Even if we were a "nation of immigrants," it does not explain why we should be against sensible immigration control. The Founding Fathers were emphatically insistent on protecting the country against indiscriminate mass immigration. They insisted on assimilation as a pre-condition, not an afterthought. Historian John Fonte assembled their wisdom, and it bears repeating this Independence Day weekend:

  • George Washington, in a letter to John Adams, stated that immigrants should be absorbed into American life so that "by an intermixture with our people, they, or their descendants, get assimilated to our customs, measures, laws: in a word soon become one people."
  • In a 1790 speech to Congress on the naturalization of immigrants, James Madison stated that America should welcome the immigrant who could assimilate, but exclude the immigrant who could not readily "incorporate himself into our society."
  • Alexander Hamilton wrote in 1802: "The safety of a republic depends essentially on the energy of a common national sentiment; on a uniformity of principles and habits; on the exemption of the citizens from foreign bias and prejudice; and on that love of country which will almost invariably be found to be closely connected with birth, education and family."
  • Hamilton further warned that "The United States have already felt the evils of incorporating a large number of foreigners into their national mass; by promoting in different classes different predilections in favor of particular foreign nations, and antipathies against others, it has served very much to divide the community and to distract our councils. It has been often likely to compromise the interests of our own country in favor of another. The permanent effect of such a policy will be, that in times of great public danger there will be always a numerous body of men, of whom there may be just grounds of distrust;—the suspicion alone will weaken the strength of the nation, but their force may be actually employed in assisting an invader."
  • The survival of the American republic, Hamilton maintained, depends upon "the preservation of a national spirit and a national character." "To admit foreigners indiscriminately to the rights of citizens the moment they put foot in our country would be nothing less than to admit the Grecian horse into the citadel of our liberty and sovereignty."

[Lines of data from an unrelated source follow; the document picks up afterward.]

PR #15085, opened 2023-09-11
fix: Non data dimension org. unit, analytics 500 error [DHIS2-14923]

maikelarabori:
The respective endpoint is returning `500 internal server` error for calls to the org. unit analytics API (`api/orgUnitAnalytics`) when the query references an org. unit group set that is not set to be a data dimension.

It happens that when the org. unit group set is not defined as `data dimension`, it is not exported as analytics data, and hence cannot be queried. The column for this org. unit group set will not exist in the analytics table, and any query referencing this column will fail. In this case, with `500 error`.

This fix will return a friendly user message if users try to query an org. unit group set that is not defined as a data dimension.

Also, I applied some small code improvements.

**NOTE**: It's also recommended to exclude org. unit sets not that are not defined as data dimensions. This should be done by the client app, probably filtering out the ones that are not data dimensions. ie:
```
http://localhost:8080/dhis/api/organisationUnitGroupSets?paging=false&fields=id,displayName,organisationUnitGroups[id,displayName]&filter=dataDimension:eq:true
```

As pro-amnesty extremists moan that "we didn't cross the borders, the borders crossed us" and illegal alien marchers haul foreign flags above Old Glory, President Obama pretends that the "common national sentiment" our Founding Fathers embraced still binds us all together.


Many of us still have faith in a strong, sovereign America—the unhyphenated, the law-abiding, the gratitude-filled sons and daughters and grandchildren of legal immigrants for whom such distinctions still matter.


But it's no thanks to the assimilation saboteurs who put "one world" over "one nation under God."